Industry Minister Tony Clement is urging summer swimmers to be careful after he dove into a churning river to help rescue a drowning woman.
Tony Clement
Minister of Industry Tony Clement is urging summer swimmers to be careful after he dove into a churning river to help rescue a drowning woman.

PORT SYDNEY, Ont. — Industry Minister Tony Clement is urging summer swimmers to be careful after he dove into a churning river to help rescue a drowning woman.

“It’s great that people enjoy our lakes and our rivers, we’re so blessed to have them, but people have to be careful,” he told the Canadian Press in an interview Sunday.

The Parry Sound-Muskoka MP was having dinner at his Port Sydney home, about 200 kilometres north of Toronto, on Saturday when he heard a frantic knocking at his door.

“We heard this banging,” he said.

“This young woman was hysterical, screaming that her friend was in the water and drowning.”

Clement said he rushed outdoors to the Muskoka river that runs by his house while his wife and father-in-law grabbed life-jackets.

Once he arrived at the shore, Clement knew he had to act fast. “I could see her head, and she wasn’t moving, so that really frightened me, and so I dove right into the water,” said Clement, who jumped in fully clothed in shorts and a T-shirt.

As he swam towards her, Clement said the river current made it hard for him to reach the woman, whose name was Jennifer.

“As I’m getting closer to her, I can feel myself tiring and I can feel undertows starting to push me under the water,” he said.

“The last thing you need is another person you’re trying to save.”

Clement then scrambled to get to the riverbank as Jennifer began to float on her back, allowing her to drift downstream where Clement’s wife and father-in-law were able jump in and pull her from the water.

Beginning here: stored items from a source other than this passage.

PR #1409, opened 2026-03-11
Add wan 2.1 model

belkakari:
This PR adds a WAN 2.1 text2video and image2video model support with optimizations like TeaCache and step distilled models support. Based on [original WAN 2.1 implementation](https://github.com/Wan-Video/Wan2.1) and [LightX2V](https://github.com/ModelTC/LightX2V)

Basic commands:

1.3B text-to-video
```
python txt2video.py 'A cat playing piano' --output out.mp4
```

14B text-to-video
```
python txt2video.py 'A cat playing piano' --model t2v-14B --quantize --output out_14B.mp4
```

14B image-to-video
```
python img2video.py 'Astronaut riding a horse' \
   --image ./inputs/astronaut-on-a-horse.png --quantize --output out_i2v.mp4
```

Step distilled models:
T2V
```
wget https://huggingface.co/lightx2v/Wan2.1-Distill-Models/blob/main/wan2.1_t2v_14b_lightx2v_4step.safetensors
python txt2video.py 'A cat playing piano' \
    --model t2v-14B --checkpoint ./wan2.1_t2v_14b_lightx2v_4step.safetensors \
    --sampler euler --steps 4 --guidance 1.0 \
    --quantize --output out_t2v_distilled.mp4
```

I2V
```
wget https://huggingface.co/lightx2v/Wan2.1-Distill-Models/resolve/main/wan2.1_i2v_480p_lightx2v_4step.safetensors
python img2video.py 'Astronaut riding a horse' \
    --image ./inputs/astronaut-on-a-horse.png --checkpoint ./wan2.1_i2v_480p_lightx2v_4step.safetensors \
    --sampler euler --steps 4 --guidance 1.0 --shift 5.0 \
    --quantize --output out_i2v_distilled.mp4
```


video/wan2.1/wan/model.py
```diff
@@ -0,0 +1,433 @@
...
+    x = nn.silu(x)
+    x = mx.matmul(x, w2.T) + b2
+    return x
+
+
+@partial(mx.compile, shapeless=True)
+def _project_time_fn(e, w, b):
+    x = nn.silu(e)
+    x = mx.matmul(x, w.T) + b
+    return x
```
angeloskath: Almost certainly no need to compile the above. Using `nn.Linear` layers would be more understandable and the same speed. It would also use `mx.addmm` which fuses the `x @ w.T + b` into one op. For sinusoidal embedding you can use `nn.SinusoidalPositionalEncoding`. You can wrap them in lists or `nn.Sequential` like their PyTorch counterparts. It would also help with quantization as they would be automatically quantized which won't quite happen now (unless you implement a custom `to_quantized` function).

video/wan2.1/wan/model.py
```diff
@@ -0,0 +1,433 @@
...
+        self.out_dim = out_dim
+        self.num_heads = num_heads
+        self.num_layers = num_layers
+        self.head_dim = dim // num_heads
+
+        # Patch embedding: raw Conv3d weight/bias
+        self.patch_embedding_weight = mx.random.normal((dim, *patch_size, in_dim)) * (
+            1.0 / (in_dim * math.prod(patch_size)) ** 0.5
+        )
+        self.patch_embedding_bias = mx.zeros((dim,))
```
angeloskath: Same goes for here, why not `nn.Conv3d` ?

video/wan2.1/wan/model.py
```diff
@@ -0,0 +1,433 @@
...
+        for i in range(num_layers):
+            block = WanAttentionBlock(
+                dim,
+                ffn_dim,
+                num_heads,
+                cross_attn_norm,
+                eps,
+                cross_attn_type=model_type,
+            )
+            setattr(self, f"block_{i}", block)
```
angeloskath: Why not a list ? This just makes your life hard when you want to iterate over them which you always will want to.

video/wan2.1/wan/model.py
```diff
@@ -0,0 +1,433 @@
...
+            # Transpose Conv3d weights for patch_embedding
+            if (
+                "patch_embedding" in new_key
+                and "weight" in new_key
+                and len(value.shape) == 5
+            ):
+                value = mx.transpose(value, (0, 2, 3, 4, 1))
+
+            # blocks.N -> block_N
+            new_key = re.sub(r"blocks\.(\d+)\.", r"block_\1.", new_key)
```
angeloskath: Most of these are not needed when the blocks are put in a list and the ffn in a sequential (or a list) etc.

video/wan2.1/wan/model.py
```diff
@@ -0,0 +1,433 @@
...
+            new_key = re.sub(r"img_emb\.proj\.0\.(\w+)", r"img_emb_norm1.\1", new_key)
+            new_key = re.sub(r"img_emb\.proj\.1\.(\w+)", r"img_emb_linear1.\1", new_key)
+            new_key = re.sub(r"img_emb\.proj\.3\.(\w+)", r"img_emb_linear2.\1", new_key)
+            new_key = re.sub(r"img_emb\.proj\.4\.(\w+)", r"img_emb_norm2.\1", new_key)
+
+            remapped[new_key] = value
+
+        # Merge separate Q/K/V into QKV for self-attention,
+        # and K/V into KV for cross-attention
+        remapped = WanModel._merge_qkv_weights(remapped)
```
angeloskath, line 243: That is good especially for distributed inference later but generally it doesn't provide much of a speedup. The q, k, v projections will happen in parallel in the GPU anyway. 

Just to be clear, a good optimization but probably not the lowest hanging fruit.

angeloskath: The lowest hanging fruit is probably updating the `modulation` parameter in the layernorm to contain the `1 + ` so that the layernorm can just use `self.modulation + e` directly see comments in layers.py .

video/wan2.1/wan/layers.py
```diff
@@ -0,0 +1,315 @@
...
+def _modulate(x, scale, shift):
+    return x * (1 + scale) + shift
+
+
+@partial(mx.compile, shapeless=True)
+def _residual_gate(x, y, gate):
+    return x + y * gate
+
+
+_gelu = mx.compile(nn.gelu_approx)
```
angeloskath: `nn.gelu_approx` is already compiled and also shapelessly. No need for that.

video/wan2.1/wan/layers.py
```diff
@@ -0,0 +1,315 @@
...
+
+
+@partial(mx.compile, shapeless=True)
+def _layer_norm(x, eps):
+    mean = x.mean(axis=-1, keepdims=True)
+    var = x.var(axis=-1, keepdims=True)
+    return (x - mean) / mx.sqrt(var + eps)
```
angeloskath: `mx.fast.layer_norm` can be called without scale and bias and will be quite faster than the above due to the fused mean and variance.

video/wan2.1/wan/layers.py
```diff
@@ -0,0 +1,315 @@
...
+        self.elementwise_affine = elementwise_affine
+        if elementwise_affine:
+            self.weight = mx.ones((dim,))
+            self.bias = mx.zeros((dim,))
+
+    def __call__(self, x: mx.array) -> mx.array:
+        if self.elementwise_affine:
+            return mx.fast.layer_norm(x, self.weight, self.bias, self.eps)
+        else:
+            return _layer_norm(x, self.eps)
```
angeloskath: This can be simplified as follows

```suggestion
        self.weight = mx.ones((dim,)) if elementwise_affine else None
        self.bias = mx.zeros((dim,)) if elementwise_affine else None

    def __call__(self, x: mx.array) -> mx.array:
        return mx.fast.layer_norm(x, self.weight, self.bias, self.eps)
```

or simply replaced with `nn.LayerNorm(..., affine=False)` or `nn.LayerNorm(..., affine=True)`.

video/wan2.1/wan/layers.py
```diff
@@ -0,0 +1,315 @@
...
+        num_heads: int,
+        cross_attn_norm: bool = False,
+        eps: float = 1e-6,
+        cross_attn_type: str = "t2v",
+    ):
+        super().__init__()
+        self.dim = dim
+
+        self.norm1 = WanLayerNorm(dim, eps)
+        self.norm2 = WanLayerNorm(dim, eps)
```
angeloskath: Since they have no weights, they can probably be removed.

video/wan2.1/wan/layers.py
```diff
@@ -0,0 +1,315 @@
...
+        e = self.modulation + e
+
+        # Self-attention with modulation
+        x_norm = self.norm1(x)
+        y = self.self_attn(
+            _modulate(x_norm, e[:, 1], e[:, 0]),
+            grid_sizes,
+            freqs,
+        )
+        x = _residual_gate(x, y, e[:, 2])
```
angeloskath: Assuming that sanitize adds 1 to  `self.modulation` on load at positions 1 and 4 then `e` can be used directly `self.norm1` can be removed and this will look like the following iff `e` always has a batch size of 1.

```suggestion
        y = self.self_attn(
            mx.fast.layer_norm(x, e[0, 1], e[0, 0]),
            grid_sizes,
            freqs,
        )
        x = _residual_gate(x, y, e[:, 2])
```

if `e` is batched then it's fine (but the layernorm should still use `mx.fast`).

video/wan2.1/wan/layers.py
```diff
@@ -0,0 +1,315 @@
...
+    ):
+        super().__init__()
+        self.dim = dim
+        out_features = math.prod(patch_size) * out_dim
+        self.norm = WanLayerNorm(dim, eps)
+        scale = 1.0 / dim**0.5
+        self.head_weight = mx.random.uniform(
+            low=-scale, high=scale, shape=(out_features, dim)
+        )
+        self.head_bias = mx.zeros((out_features,))
```
angeloskath: Why not a linear layer?

video/wan2.1/wan/rope.py
```diff
@@ -0,0 +1,152 @@
...
+            "sin": width_sin,
+            "dim": dim_width,
+            "full_dim": width_dim,
+        },
+        "theta": theta,
+        "head_dim": head_dim,
+    }
+
+
+@partial(mx.compile)
```
angeloskath: Very little need to compile here. I would also remove the `partial`.

video/wan2.1/wan/sampler.py
```diff
@@ -0,0 +1,433 @@
...
+from typing import List, Optional
+
+import mlx.core as mx
+
+_cpu = mx.cpu
+
+
+def _lambda64(alpha: mx.array, sigma: mx.array) -> mx.array:
+    # float64 is not supported on metal GPU, running on CPU for numerical stability
+    with mx.stream(_cpu):
```
angeloskath:
```suggestion
    with mx.stream(mx.cpu):
```

video/wan2.1/wan/sampler.py
```diff
@@ -0,0 +1,433 @@
...
+FlowUniPCMultistepScheduler for Wan2.1 denoising.
+
+UniPC multistep solver adapted for flow matching prediction.
+"""
+
+from typing import List, Optional
+
+import mlx.core as mx
+
+_cpu = mx.cpu
```
angeloskath:
```suggestion
```

video/wan2.1/wan/sampler.py
```diff
@@ -0,0 +1,433 @@
...
+        sigmas = shift * sigmas / (1 + (shift - 1) * sigmas)
+        timesteps = sigmas * self.num_train_timesteps
+
+        indices = mx.array([self.num_train_timesteps - x for x in denoising_step_list])
+        self.sigmas = sigmas[indices].astype(mx.float32)
+        self.timesteps = timesteps[indices].astype(mx.float32)
+        self.num_inference_steps = len(denoising_step_list)
+
+    def step(self, model_output, timestep, sample):
+        """Euler flow-matching update: x_new = x - sigma * f + f * sigma_next."""
```
angeloskath: This can definitely be shapelessly compiled and will have gains given that a single kernel can be produced instead of the copying around that is happening otherwise.

video/wan2.1/txt2video.py
```diff
@@ -0,0 +1,164 @@
...
+        nargs="?",
+        const=8,
+        default=0,
+        choices=[0, 4, 8],
+        metavar="{4,8}",
+        help="Quantize DiT weights (default: 8-bit when flag used without value)",
+    )
+    parser.add_argument(
+        "--n-prompt",
+        default="镜头晃动，色调艳丽，过曝，静态，细节模糊不清，字幕，风格，作品，画作，画面，静止，整体发灰，最差质量，低质量，JPEG压缩残留，丑陋的，残缺的，多余的手指，画得不好的手部，画得不好的脸部，畸形的，毁容的，形态畸形的肢体，手指融合，静止不动的画面，杂乱的背景，三条腿，背景人很多，倒着走",
```
angeloskath: I think we should have this in English at the very least .

video/wan2.1/img2video.py
```diff
@@ -0,0 +1,168 @@
...
+        nargs="?",
+        const=8,
+        default=0,
+        choices=[0, 4, 8],
+        metavar="{4,8}",
+        help="Quantize DiT weights (default: 8-bit when flag used without value)",
+    )
+    parser.add_argument(
+        "--n-prompt",
+        default="镜头晃动，色调艳丽，过曝，静态，细节模糊不清，字幕，风格，作品，画作，画面，静止，整体发灰，最差质量，低质量，JPEG压缩残留，丑陋的，残缺的，多余的手指，画得不好的手部，画得不好的脸部，畸形的，毁容的，形态畸形的肢体，手指融合，静止不动的画面，杂乱的背景，三条腿，背景人很多，倒着走",
```
angeloskath: Same as in txt2img.py .

video/wan2.1/wan/vae.py
```diff
@@ -0,0 +1,601 @@
...
+            if i != len(dim_mult) - 1:
+                mode = "upsample3d" if temporal_upsample[i] else "upsample2d"
+                stage_layers.append(("resample", Resample(out_dim, mode=mode)))
+                scale *= 2.0
+            self.upsamples.append(stage_layers)
+
+        # Register all layers via setattr
+        for stage_idx, stage in enumerate(self.upsamples):
+            for layer_idx, (layer_type, layer) in enumerate(stage):
+                setattr(self, f"upsample_s{stage_idx}_l{layer_idx}_{layer_type}", layer)
```
angeloskath: Same comment as for model.py , no need for these to be set as attributes they can be nested lists.

video/wan2.1/wan/vae.py
```diff
@@ -0,0 +1,601 @@
...
+
+            if compile and i == 1 and self._compiled_decode is None:
+                self._compiled_decode = mx.compile(self.decoder._forward_functional)
+
+            if self._compiled_decode is not None:
+                out_frame, feat_cache = self._compiled_decode(frame, feat_cache)
+            else:
+                out_frame, feat_cache = self.decoder._forward_functional(
+                    frame, feat_cache
+                )
```
angeloskath: Why not always compile?

video/wan2.1/wan/vae.py
```diff
@@ -0,0 +1,601 @@
...
+        # Pre-decoder conv
+        x = self.conv2(z)
+
+        # Frame-by-frame decode with cache
+        num_frames = x.shape[1]
+        feat_cache = [None] * 32
+        outputs = []
+
+        for i in range(num_frames):
+            frame = x[:, i : i + 1, :, :, :]
```
angeloskath, line 357: Why not batch it? For memory saving?

video/wan2.1/wan/vae_layers.py
```diff
@@ -0,0 +1,342 @@
...
+        super().__init__()
+        self.dim = dim
+        self.norm = RMSNorm(dim)
+        scale = 1.0 / dim**0.5
+        self.to_qkv_weight = mx.random.uniform(
+            low=-scale, high=scale, shape=(dim * 3, 1, 1, dim)
+        )
+        self.to_qkv_bias = mx.zeros((dim * 3,))
+        self.proj_weight = mx.zeros((dim, 1, 1, dim))
+        self.proj_bias = mx.zeros((dim,))
```
angeloskath: Same as before, should just be linear layers.

angeloskath (commented):
Great work @belkakari !

I left quite a few comments, a lot of them stylistic and some of them performance related.

One more, general comment is that the weights are in float32. That seems unnecessary and will impact performance as well as memory. It also hides possible upcasting if someone wants to have the computation happen in bf16 or another dtype which will be much faster on M5s for instance.

video/wan2.1/wan/model.py
belkakari: Got it, added modulation as you've suggested

video/wan2.1/wan/vae.py
belkakari: Yes, if the video is long enough it won't fit into the memory. We can have configurable batch size as an additional parameter with default=1, wdyt?

video/wan2.1/wan/model.py
```diff
@@ -0,0 +1,335 @@
...
+                        [
+                            mx.zeros_like(v[:, :1]),
+                            mx.ones_like(v[:, :1]),
+                            mx.zeros_like(v[:, 2:4]),
+                            mx.ones_like(v[:, :1]),
+                            mx.zeros_like(v[:, 5:]),
+                        ],
+                        axis=1,
+                    )
+                    remapped[key] = v + update
```
angeloskath: Just use broadcasting.


```suggestion
                    remapped[key] = v + mx.array([0, 1, 0, 0, 1, 0])[:, None]
```

angeloskath (approved):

Once on the shore, efforts were made to comfort the shaken woman who had started to sob.

“Me and a couple of other people just kept talking to her, putting her clothes around her,” Clement said. “We just wanted to keep her conscious and calm.”

Meanwhile, the MP said he noticed one of the woman’s friends was flat on his back on a nearby rock.

“He’d been in the water too. We were worried that he was going into shock, so I kind of rushed over to him,” said Clement, who got some warm clothes on the man and stayed with him until paramedics arrived.

“It was pretty intense.”

The MP, who now has a sore neck and back, said the experience saw his community come together in a time of need.

“It was a whole bunch of people doing the right thing.”

Clement is now urging people to be very careful in unfamiliar waters.

“We have many drownings every year throughout Canada,” he said. “Know the water you’re in. If you’re not a strong swimmer, swim close to the shore line, have life jackets available.”

There has been a nationwide spike in drownings this year. Just over 200 people have drowned across the country since January.